**Exercise directions**:
Nothing but an exact copy of the data should be output.

* * *

PR #2260, opened 2024-08-29
test: add integration tests for upgrades

matklad:
Adds a real multiversion binary to our integration tests, and implements a simplistic upgrade test. 

Ideally, this should be moved to our upcoming system-tests, but let's have at least a smoke test in the meantime: https://github.com/tigerbeetle/tigerbeetle/pull/2270


matklad:
Seems not too fail locally!

I _think_ this'll make our CI quite a bit slower, but I'll like to ignore that for now, and revisit some time later  hollistically, with the goal of making the overall CI faster.

.github/workflows/ci.yml
```diff
@@ -31,7 +32,7 @@ jobs:
       # Docker restricts io_uring by default, running unconfined then.
       options: --security-opt seccomp=unconfined
     steps:
-      - run: apk add -U git
+      - run: apk add -U git -U github-cli
```
cb22: I think the second `-U` is redundant.

build.zig
```diff
@@ -630,28 +649,67 @@ fn build_test(
...
+        .git_commit = "bee71e0000000000000000000000000000bee71e".*, // Beetle-hash!
+        .config_verify = true,
+        .config_release = "0.16.99",
+        .config_release_client_min = "0.15.3",
+        .config_log_level = .info,
+        .config_aof_recovery = false,
+        .tracer_backend = .none,
+        .hash_log_mode = .none,
+    });
+    const tigerbeetle_past = download_release(b, "latest", options.target, options.mode);
```
cb22: We do use `tigerbeetle_past` above for the same thing, but for multiversioning naming, I think `previous` works better when referring to a previous release. 

`past` internally refers to the [non-current releases](https://github.com/tigerbeetle/tigerbeetle/blob/main/src/multiversioning.zig#L373) within a multiversion release.

src/build_multiversion.zig
```diff
@@ -79,14 +79,9 @@ pub fn main() !void {
...
-        // When we fetch llvm-objcopy in build.zig, there isn't an easy way to mark it as
-        // executable, so do it here.
-        const fd = try shell.cwd.openFile(cli_args.llvm_objcopy, .{ .mode = .read_write });
-        defer fd.close();
-
-        try fd.chmod(0o777);
-    }
+    // When we fetch llvm-objcopy in build.zig, there isn't an easy way to mark it as
+    // executable, so do it here.
+    try shell.file_make_executable(cli_args.llvm_objcopy);
```
cb22, line 84: Could this be done with a system command `chmod +x` in `build_tigerbeetle_executable_get_objcopy`? I'm not sure if that's better... But it feels weird to have a build step that gets you the binary and you then need to make sure it's executable outside of that.

src/integration_tests.zig
```diff
@@ -289,3 +281,208 @@ test "help/version smoke" {
...
 }
+
+test "in-place upgrade" {
+    // Smoke test that in-place upgrades work.
+    //
+    // Stats a cluster of three replicas using the previous release of TigerBeetle and then replaces
+    // the binaries on disk with a new version.
+    //
+    // Against this upgrading cluster, we are running a benchmark load and check that it finishes
+    // with zero status.
```
cb22:
```suggestion
    // Against this upgrading cluster, we are running a benchmark load and checking that it finishes
    // with a zero status.
```

src/integration_tests.zig
```diff
@@ -289,3 +281,208 @@ test "help/version smoke" {
...
+        }
+
+        fn deinit(context: *Context) void {
+            for (&context.replicas) |*replica| {
+                if (replica.*) |*alive| {
+                    _ = alive.kill() catch {};
+                }
+            }
+
+            // context.shell.cwd.deleteTree(context.tmp) catch {};
```
cb22: Do we want to clear our tmp dir?

build.zig
matklad: ah, I got confused thinking that `_past` is the right name here, thanks!

src/build_multiversion.zig
matklad: I think the current solution is better than `chmod`, because system dependencies feel like a worse problem to me. But yeah, this _is_ pretty hacky.

The proper way to do that would be to write a custom `chmod`ing step, but that seems relatively large amount of code for little gain, given that the end-game is to not use vendored objcopy at all.

I'll write the custom step if you think thats worthwhile though!

src/integration_tests.zig
matklad: :facepalm:

cb22:
Looks like some merge conflicts with `tracer_backend`

src/build_multiversion.zig
cb22: > I'll write the custom step if you think thats worthwhile though!

I think it's OK as-is for now! We do want to get rid of that step anyhow at some point. (and if someone else tries to use it in the meantime, figuring out the error will hopefully discourage them :smile:.)

matklad:
should be good now!

cb22 (approved):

* * *

**Output for this exercise**:
PR #2260, opened 2024-08-29
test: add integration tests for upgrades

matklad:
Adds a real multiversion binary to our integration tests, and implements a simplistic upgrade test. 

Ideally, this should be moved to our upcoming system-tests, but let's have at least a smoke test in the meantime: https://github.com/tigerbeetle/tigerbeetle/pull/2270


matklad:
Seems not too fail locally!

I _think_ this'll make our CI quite a bit slower, but I'll like to ignore that for now, and revisit some time later  hollistically, with the goal of making the overall CI faster.

.github/workflows/ci.yml
```diff
@@ -31,7 +32,7 @@ jobs:
       # Docker restricts io_uring by default, running unconfined then.
       options: --security-opt seccomp=unconfined
     steps:
-      - run: apk add -U git
+      - run: apk add -U git -U github-cli
```
cb22: I think the second `-U` is redundant.

build.zig
```diff
@@ -630,28 +649,67 @@ fn build_test(
...
+        .git_commit = "bee71e0000000000000000000000000000bee71e".*, // Beetle-hash!
+        .config_verify = true,
+        .config_release = "0.16.99",
+        .config_release_client_min = "0.15.3",
+        .config_log_level = .info,
+        .config_aof_recovery = false,
+        .tracer_backend = .none,
+        .hash_log_mode = .none,
+    });
+    const tigerbeetle_past = download_release(b, "latest", options.target, options.mode);
```
cb22: We do use `tigerbeetle_past` above for the same thing, but for multiversioning naming, I think `previous` works better when referring to a previous release. 

`past` internally refers to the [non-current releases](https://github.com/tigerbeetle/tigerbeetle/blob/main/src/multiversioning.zig#L373) within a multiversion release.

src/build_multiversion.zig
```diff
@@ -79,14 +79,9 @@ pub fn main() !void {
...
-        // When we fetch llvm-objcopy in build.zig, there isn't an easy way to mark it as
-        // executable, so do it here.
-        const fd = try shell.cwd.openFile(cli_args.llvm_objcopy, .{ .mode = .read_write });
-        defer fd.close();
-
-        try fd.chmod(0o777);
-    }
+    // When we fetch llvm-objcopy in build.zig, there isn't an easy way to mark it as
+    // executable, so do it here.
+    try shell.file_make_executable(cli_args.llvm_objcopy);
```
cb22, line 84: Could this be done with a system command `chmod +x` in `build_tigerbeetle_executable_get_objcopy`? I'm not sure if that's better... But it feels weird to have a build step that gets you the binary and you then need to make sure it's executable outside of that.

src/integration_tests.zig
```diff
@@ -289,3 +281,208 @@ test "help/version smoke" {
...
 }
+
+test "in-place upgrade" {
+    // Smoke test that in-place upgrades work.
+    //
+    // Stats a cluster of three replicas using the previous release of TigerBeetle and then replaces
+    // the binaries on disk with a new version.
+    //
+    // Against this upgrading cluster, we are running a benchmark load and check that it finishes
+    // with zero status.
```
cb22:
```suggestion
    // Against this upgrading cluster, we are running a benchmark load and checking that it finishes
    // with a zero status.
```

src/integration_tests.zig
```diff
@@ -289,3 +281,208 @@ test "help/version smoke" {
...
+        }
+
+        fn deinit(context: *Context) void {
+            for (&context.replicas) |*replica| {
+                if (replica.*) |*alive| {
+                    _ = alive.kill() catch {};
+                }
+            }
+
+            // context.shell.cwd.deleteTree(context.tmp) catch {};
```
cb22: Do we want to clear our tmp dir?

build.zig
matklad: ah, I got confused thinking that `_past` is the right name here, thanks!

src/build_multiversion.zig
matklad: I think the current solution is better than `chmod`, because system dependencies feel like a worse problem to me. But yeah, this _is_ pretty hacky.

The proper way to do that would be to write a custom `chmod`ing step, but that seems relatively large amount of code for little gain, given that the end-game is to not use vendored objcopy at all.

I'll write the custom step if you think thats worthwhile though!

src/integration_tests.zig
matklad: :facepalm:

cb22:
Looks like some merge conflicts with `tracer_backend`

src/build_multiversion.zig
cb22: > I'll write the custom step if you think thats worthwhile though!

I think it's OK as-is for now! We do want to get rid of that step anyhow at some point. (and if someone else tries to use it in the meantime, figuring out the error will hopefully discourage them :smile:.)

matklad:
should be good now!

cb22 (approved):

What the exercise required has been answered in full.